PR #296, opened 2022-02-24
Use a multiprocessing.Pool to manage compilation+benchmark processes

matthias-springer:
This gives a 33% speedup on my machine when running with 35 cores. Also
simplifies the code.

### DIFF
--- a/python/examples/core/nevergrad_parallel_utils.py
+++ b/python/examples/core/nevergrad_parallel_utils.py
+ + +
> **Work request**
Taking care to match every character, output all of the entries above.

> **Answer space**
PR #296, opened 2022-02-24
Use a multiprocessing.Pool to manage compilation+benchmark processes

matthias-springer:
This gives a 33% speedup on my machine when running with 35 cores. Also
simplifies the code.

### DIFF
--- a/python/examples/core/nevergrad_parallel_utils.py
+++ b/python/examples/core/nevergrad_parallel_utils.py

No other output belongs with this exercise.